:: Available data ::
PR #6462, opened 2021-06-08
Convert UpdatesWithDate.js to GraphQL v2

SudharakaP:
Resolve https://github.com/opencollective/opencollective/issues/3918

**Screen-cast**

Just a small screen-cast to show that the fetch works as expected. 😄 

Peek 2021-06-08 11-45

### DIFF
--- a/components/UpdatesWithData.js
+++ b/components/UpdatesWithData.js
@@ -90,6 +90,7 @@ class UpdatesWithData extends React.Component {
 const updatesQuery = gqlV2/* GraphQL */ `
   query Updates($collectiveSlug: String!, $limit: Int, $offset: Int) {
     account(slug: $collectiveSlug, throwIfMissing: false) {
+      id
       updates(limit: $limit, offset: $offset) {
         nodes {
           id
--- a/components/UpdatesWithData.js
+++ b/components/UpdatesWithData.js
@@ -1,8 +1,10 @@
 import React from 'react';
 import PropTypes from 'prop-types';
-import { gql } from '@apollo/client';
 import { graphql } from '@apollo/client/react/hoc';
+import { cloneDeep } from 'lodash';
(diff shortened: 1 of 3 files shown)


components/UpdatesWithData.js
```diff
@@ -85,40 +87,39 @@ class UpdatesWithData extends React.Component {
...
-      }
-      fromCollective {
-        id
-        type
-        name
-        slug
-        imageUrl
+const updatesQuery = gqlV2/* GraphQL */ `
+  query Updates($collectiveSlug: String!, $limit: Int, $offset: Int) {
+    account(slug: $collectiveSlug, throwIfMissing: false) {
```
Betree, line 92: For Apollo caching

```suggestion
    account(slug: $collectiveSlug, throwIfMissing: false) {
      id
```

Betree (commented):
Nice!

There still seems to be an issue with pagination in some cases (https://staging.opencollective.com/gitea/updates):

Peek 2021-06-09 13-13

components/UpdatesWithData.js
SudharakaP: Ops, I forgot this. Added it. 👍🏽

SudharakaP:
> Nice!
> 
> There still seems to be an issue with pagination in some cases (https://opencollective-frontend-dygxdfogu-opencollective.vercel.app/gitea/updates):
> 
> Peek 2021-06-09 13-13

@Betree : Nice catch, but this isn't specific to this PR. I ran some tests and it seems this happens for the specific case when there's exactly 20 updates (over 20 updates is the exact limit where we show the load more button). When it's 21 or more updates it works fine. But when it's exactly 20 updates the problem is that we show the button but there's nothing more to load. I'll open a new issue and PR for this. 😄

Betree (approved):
---
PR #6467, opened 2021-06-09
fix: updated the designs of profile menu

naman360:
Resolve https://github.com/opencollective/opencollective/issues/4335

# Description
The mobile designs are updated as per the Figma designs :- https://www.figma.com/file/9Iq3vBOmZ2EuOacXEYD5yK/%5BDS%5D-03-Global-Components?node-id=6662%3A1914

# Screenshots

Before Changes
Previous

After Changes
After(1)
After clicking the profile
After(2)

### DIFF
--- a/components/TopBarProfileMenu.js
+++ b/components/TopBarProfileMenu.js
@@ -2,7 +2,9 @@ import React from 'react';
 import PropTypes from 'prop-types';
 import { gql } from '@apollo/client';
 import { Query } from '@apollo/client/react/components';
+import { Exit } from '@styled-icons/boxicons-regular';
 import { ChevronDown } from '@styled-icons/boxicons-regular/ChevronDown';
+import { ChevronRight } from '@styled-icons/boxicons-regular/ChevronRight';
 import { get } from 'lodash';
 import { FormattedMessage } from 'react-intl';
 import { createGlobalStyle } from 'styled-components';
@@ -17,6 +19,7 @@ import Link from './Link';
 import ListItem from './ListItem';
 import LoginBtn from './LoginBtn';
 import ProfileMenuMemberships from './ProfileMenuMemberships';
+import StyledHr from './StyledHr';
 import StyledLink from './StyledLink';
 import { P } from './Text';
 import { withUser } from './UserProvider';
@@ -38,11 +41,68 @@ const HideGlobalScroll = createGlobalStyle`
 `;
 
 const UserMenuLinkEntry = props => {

:: What you should do ::
Set down, unchanged, only those lines above that fall between the line with "import ListItem from './ListItem';" and the line with "const UserMenuLinkEntry = props", the two end lines included.

:: Exercise result ::
 import ListItem from './ListItem';
 import LoginBtn from './LoginBtn';
 import ProfileMenuMemberships from './ProfileMenuMemberships';
+import StyledHr from './StyledHr';
 import StyledLink from './StyledLink';
 import { P } from './Text';
 import { withUser } from './UserProvider';
@@ -38,11 +41,68 @@ const HideGlobalScroll = createGlobalStyle`
 `;
 
 const UserMenuLinkEntry = props => {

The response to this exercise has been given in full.